EXTRACTED RECORDS below:

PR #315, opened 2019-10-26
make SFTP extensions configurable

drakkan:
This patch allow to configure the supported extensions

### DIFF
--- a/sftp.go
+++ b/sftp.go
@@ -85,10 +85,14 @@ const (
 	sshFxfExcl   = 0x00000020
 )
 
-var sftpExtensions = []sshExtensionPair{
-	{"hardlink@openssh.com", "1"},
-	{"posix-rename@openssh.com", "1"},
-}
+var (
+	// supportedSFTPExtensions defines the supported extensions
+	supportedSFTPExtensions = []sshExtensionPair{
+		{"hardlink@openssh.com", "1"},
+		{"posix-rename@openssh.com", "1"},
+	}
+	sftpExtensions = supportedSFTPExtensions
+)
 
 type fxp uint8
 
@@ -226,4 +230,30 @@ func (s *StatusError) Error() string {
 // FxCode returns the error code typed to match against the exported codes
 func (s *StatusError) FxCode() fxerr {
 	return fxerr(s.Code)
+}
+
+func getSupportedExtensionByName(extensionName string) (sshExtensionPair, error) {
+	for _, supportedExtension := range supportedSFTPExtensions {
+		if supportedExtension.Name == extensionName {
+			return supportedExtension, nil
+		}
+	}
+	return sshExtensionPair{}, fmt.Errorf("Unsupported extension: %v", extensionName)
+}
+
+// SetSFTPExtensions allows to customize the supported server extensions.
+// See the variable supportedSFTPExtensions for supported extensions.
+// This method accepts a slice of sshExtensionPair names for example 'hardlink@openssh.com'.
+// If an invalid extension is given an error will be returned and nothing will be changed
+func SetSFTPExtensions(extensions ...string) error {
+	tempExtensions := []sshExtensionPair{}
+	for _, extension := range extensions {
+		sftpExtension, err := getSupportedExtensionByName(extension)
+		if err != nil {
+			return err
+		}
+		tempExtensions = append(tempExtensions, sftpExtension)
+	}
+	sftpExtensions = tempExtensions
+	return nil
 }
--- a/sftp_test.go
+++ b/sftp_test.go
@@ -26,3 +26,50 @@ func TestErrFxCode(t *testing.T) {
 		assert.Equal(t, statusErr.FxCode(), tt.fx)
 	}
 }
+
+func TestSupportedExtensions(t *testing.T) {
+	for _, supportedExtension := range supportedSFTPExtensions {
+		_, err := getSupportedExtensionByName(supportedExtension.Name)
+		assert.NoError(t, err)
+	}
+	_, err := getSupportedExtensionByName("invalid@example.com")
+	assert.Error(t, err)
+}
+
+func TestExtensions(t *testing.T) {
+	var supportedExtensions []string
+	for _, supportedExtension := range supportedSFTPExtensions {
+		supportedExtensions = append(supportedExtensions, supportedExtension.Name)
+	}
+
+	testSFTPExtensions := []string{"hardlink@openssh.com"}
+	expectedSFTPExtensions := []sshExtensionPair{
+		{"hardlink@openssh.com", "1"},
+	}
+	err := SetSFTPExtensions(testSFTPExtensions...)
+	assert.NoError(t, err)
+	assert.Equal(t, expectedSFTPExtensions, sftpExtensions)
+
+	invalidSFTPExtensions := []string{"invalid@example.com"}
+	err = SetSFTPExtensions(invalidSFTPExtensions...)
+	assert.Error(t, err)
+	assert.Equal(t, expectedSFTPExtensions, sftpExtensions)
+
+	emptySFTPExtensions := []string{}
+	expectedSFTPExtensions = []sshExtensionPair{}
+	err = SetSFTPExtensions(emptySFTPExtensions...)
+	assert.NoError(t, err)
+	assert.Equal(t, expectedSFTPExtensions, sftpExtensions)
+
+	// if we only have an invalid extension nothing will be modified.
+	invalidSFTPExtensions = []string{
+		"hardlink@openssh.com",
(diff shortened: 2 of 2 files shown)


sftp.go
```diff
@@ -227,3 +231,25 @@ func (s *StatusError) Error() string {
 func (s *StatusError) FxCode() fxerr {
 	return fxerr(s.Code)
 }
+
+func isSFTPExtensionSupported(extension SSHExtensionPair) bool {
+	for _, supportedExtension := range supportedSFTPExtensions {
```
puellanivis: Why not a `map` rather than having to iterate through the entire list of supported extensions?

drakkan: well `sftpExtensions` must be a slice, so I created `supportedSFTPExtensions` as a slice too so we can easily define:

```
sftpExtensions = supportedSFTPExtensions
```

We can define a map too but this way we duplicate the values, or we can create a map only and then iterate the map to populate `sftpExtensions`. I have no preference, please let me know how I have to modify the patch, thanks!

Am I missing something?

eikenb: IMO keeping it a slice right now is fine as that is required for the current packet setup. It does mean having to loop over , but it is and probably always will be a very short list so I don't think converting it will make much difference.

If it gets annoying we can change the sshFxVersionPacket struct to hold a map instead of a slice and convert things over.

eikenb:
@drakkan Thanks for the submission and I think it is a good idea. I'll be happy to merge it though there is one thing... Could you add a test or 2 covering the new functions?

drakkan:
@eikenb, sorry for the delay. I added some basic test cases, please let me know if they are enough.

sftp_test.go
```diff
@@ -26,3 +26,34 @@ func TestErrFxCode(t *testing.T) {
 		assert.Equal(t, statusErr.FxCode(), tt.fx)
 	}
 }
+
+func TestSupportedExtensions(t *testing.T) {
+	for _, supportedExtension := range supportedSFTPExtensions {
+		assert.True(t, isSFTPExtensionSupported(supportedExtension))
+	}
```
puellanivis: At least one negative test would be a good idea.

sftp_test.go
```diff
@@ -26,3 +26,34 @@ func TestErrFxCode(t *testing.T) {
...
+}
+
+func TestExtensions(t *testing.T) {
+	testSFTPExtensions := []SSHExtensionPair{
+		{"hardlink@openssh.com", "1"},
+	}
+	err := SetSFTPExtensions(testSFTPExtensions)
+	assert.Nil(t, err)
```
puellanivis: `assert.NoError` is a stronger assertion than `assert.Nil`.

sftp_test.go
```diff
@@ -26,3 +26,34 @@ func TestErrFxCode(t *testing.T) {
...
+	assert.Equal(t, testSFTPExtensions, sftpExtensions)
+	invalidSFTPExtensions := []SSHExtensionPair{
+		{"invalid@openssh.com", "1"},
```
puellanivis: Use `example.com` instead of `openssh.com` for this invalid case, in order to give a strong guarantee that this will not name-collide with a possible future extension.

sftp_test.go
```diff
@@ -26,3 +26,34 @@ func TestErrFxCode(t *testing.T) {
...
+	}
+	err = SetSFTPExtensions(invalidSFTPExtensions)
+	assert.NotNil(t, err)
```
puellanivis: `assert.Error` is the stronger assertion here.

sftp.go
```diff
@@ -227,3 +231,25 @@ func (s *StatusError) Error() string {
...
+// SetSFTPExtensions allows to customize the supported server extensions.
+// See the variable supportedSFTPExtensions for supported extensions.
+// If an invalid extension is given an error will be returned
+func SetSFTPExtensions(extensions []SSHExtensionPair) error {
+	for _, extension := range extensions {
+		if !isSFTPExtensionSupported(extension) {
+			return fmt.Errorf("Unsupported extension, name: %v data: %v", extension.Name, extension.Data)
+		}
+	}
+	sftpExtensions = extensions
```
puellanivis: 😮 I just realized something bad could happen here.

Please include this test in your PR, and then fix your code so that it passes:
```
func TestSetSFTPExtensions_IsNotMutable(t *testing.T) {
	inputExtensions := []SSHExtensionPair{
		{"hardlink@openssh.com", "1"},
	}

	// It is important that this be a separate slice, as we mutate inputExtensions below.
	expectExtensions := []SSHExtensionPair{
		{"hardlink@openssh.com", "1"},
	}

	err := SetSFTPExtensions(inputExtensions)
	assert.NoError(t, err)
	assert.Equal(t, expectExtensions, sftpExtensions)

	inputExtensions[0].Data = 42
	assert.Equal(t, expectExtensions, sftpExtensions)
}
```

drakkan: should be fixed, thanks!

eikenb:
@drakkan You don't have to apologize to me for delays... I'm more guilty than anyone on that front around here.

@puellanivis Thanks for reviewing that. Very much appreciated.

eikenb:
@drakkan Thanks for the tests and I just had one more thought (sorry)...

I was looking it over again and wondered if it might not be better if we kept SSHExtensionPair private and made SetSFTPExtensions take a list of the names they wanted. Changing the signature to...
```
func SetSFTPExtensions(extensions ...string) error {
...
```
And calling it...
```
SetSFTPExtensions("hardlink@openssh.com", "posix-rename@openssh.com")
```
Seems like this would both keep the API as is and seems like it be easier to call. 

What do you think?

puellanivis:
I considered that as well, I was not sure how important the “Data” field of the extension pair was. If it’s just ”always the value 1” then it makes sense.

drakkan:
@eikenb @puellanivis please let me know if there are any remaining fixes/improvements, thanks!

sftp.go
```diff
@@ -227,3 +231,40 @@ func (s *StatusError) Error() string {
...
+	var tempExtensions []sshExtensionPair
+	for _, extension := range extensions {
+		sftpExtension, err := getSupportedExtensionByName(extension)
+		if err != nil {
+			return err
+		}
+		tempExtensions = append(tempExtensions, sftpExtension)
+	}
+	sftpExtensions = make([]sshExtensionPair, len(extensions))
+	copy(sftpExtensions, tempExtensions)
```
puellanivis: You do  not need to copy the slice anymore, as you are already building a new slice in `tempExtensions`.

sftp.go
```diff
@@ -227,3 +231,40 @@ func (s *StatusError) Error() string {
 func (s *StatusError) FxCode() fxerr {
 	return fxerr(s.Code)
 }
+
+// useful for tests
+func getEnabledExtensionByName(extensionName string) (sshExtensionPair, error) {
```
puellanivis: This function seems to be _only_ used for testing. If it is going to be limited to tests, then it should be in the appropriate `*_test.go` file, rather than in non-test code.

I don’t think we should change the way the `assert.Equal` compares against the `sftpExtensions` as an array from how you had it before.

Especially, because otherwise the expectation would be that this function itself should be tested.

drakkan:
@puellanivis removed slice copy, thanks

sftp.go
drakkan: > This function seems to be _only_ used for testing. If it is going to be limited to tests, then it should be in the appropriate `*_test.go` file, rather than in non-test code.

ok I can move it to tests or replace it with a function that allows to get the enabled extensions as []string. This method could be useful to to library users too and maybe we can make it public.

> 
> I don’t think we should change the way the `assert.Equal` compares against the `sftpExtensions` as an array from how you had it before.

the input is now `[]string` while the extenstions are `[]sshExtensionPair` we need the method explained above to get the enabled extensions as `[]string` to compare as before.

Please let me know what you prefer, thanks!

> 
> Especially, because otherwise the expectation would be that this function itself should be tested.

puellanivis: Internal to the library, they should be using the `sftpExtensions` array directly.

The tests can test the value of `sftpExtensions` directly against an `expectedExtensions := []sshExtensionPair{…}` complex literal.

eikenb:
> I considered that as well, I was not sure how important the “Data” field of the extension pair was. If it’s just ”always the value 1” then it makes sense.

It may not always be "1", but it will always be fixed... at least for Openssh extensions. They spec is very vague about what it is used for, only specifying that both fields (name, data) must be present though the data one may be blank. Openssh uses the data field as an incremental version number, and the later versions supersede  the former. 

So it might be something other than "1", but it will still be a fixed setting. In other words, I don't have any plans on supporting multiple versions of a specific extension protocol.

End of EXTRACTED RECORDS.
EXTRACTED RECORDS below:

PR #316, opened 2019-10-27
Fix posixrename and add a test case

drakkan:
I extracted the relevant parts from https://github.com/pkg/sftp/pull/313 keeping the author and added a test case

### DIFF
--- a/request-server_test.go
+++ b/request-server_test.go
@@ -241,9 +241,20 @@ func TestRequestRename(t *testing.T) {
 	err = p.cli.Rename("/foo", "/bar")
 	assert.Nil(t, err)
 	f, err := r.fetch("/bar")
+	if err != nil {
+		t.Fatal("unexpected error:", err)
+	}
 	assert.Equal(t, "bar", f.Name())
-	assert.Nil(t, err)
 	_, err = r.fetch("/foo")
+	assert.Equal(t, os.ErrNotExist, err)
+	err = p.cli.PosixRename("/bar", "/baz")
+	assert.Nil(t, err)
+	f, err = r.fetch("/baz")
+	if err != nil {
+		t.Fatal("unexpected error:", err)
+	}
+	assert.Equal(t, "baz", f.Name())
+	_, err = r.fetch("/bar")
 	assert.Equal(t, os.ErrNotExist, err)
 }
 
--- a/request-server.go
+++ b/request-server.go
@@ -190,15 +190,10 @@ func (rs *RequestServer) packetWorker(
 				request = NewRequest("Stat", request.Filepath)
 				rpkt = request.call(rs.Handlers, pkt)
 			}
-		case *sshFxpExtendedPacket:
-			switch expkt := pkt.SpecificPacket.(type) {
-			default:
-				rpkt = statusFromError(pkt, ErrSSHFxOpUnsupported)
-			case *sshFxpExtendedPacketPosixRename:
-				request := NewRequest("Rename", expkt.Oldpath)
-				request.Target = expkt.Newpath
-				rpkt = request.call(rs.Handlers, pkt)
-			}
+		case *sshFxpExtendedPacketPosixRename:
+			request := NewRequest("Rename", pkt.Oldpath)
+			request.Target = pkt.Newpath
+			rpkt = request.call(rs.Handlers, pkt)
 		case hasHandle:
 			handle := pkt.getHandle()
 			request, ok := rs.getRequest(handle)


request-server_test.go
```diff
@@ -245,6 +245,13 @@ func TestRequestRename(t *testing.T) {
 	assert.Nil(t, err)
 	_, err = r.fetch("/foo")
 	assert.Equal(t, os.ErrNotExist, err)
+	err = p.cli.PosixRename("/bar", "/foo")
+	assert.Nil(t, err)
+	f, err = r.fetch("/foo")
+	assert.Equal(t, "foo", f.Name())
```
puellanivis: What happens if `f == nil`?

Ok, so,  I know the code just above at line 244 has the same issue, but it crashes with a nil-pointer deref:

End of EXTRACTED RECORDS.

§ ABOUT THIS TASK:
Gather and copy every line of the data in which the string "returned" is found.

§ RESPONSE BELOW:
+// If an invalid extension is given an error will be returned and nothing will be changed
+// If an invalid extension is given an error will be returned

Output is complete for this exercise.